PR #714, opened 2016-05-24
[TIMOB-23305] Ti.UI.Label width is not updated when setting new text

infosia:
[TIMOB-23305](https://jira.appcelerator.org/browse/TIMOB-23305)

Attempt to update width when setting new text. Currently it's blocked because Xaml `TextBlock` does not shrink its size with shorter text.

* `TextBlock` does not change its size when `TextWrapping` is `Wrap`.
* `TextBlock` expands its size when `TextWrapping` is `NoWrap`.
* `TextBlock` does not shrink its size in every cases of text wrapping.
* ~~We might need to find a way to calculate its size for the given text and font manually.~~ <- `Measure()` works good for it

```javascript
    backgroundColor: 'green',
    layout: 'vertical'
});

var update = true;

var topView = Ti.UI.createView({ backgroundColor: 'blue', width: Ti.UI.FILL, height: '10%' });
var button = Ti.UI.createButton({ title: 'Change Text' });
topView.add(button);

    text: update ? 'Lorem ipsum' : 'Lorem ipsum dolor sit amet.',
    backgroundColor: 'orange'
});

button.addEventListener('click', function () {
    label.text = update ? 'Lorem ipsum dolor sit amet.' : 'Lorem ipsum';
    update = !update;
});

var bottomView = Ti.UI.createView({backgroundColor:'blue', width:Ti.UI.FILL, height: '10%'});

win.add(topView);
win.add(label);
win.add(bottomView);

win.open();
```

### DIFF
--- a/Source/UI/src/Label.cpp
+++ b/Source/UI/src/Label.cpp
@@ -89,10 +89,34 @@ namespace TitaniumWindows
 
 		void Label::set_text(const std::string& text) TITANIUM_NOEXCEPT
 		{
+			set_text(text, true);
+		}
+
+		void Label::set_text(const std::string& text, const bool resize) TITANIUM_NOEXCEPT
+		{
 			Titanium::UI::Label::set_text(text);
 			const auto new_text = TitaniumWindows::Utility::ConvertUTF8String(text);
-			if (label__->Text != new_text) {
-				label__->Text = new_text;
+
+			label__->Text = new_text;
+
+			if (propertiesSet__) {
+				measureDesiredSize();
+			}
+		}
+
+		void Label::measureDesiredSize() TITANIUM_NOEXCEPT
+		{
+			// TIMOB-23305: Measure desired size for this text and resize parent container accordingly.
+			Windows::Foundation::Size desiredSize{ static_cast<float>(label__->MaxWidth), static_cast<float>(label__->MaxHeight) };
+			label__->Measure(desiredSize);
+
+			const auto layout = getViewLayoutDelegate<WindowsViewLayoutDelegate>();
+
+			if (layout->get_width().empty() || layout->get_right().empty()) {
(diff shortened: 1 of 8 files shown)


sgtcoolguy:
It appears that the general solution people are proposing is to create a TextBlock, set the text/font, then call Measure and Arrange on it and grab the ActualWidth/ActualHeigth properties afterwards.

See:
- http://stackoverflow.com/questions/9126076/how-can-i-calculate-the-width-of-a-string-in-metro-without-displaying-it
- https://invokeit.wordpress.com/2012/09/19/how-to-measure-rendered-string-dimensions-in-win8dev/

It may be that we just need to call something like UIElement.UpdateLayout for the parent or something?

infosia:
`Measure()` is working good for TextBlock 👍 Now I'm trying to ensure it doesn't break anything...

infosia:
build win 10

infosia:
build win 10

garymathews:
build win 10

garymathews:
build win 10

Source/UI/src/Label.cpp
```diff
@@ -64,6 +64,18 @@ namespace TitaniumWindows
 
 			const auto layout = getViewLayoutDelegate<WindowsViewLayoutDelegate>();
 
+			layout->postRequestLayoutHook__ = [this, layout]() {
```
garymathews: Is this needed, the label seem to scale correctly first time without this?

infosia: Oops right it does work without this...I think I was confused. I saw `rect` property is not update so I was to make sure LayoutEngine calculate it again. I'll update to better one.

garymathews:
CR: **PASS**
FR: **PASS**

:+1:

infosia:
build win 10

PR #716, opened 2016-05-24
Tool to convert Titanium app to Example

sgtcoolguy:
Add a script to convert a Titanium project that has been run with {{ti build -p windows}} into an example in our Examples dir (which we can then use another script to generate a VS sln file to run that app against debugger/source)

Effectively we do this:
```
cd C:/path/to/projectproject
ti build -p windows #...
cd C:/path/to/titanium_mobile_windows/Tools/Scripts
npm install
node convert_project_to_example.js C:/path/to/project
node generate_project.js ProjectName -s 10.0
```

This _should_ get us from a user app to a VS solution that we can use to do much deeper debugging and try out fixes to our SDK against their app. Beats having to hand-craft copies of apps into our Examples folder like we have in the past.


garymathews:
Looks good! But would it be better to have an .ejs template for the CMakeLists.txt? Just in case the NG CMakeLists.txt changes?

= = = =

→ TASK ITEM: Show the lines of the records above that mention "FILL".

→ OUTPUT BELOW:
var topView = Ti.UI.createView({ backgroundColor: 'blue', width: Ti.UI.FILL, height: '10%' });
var bottomView = Ti.UI.createView({backgroundColor:'blue', width:Ti.UI.FILL, height: '10%'});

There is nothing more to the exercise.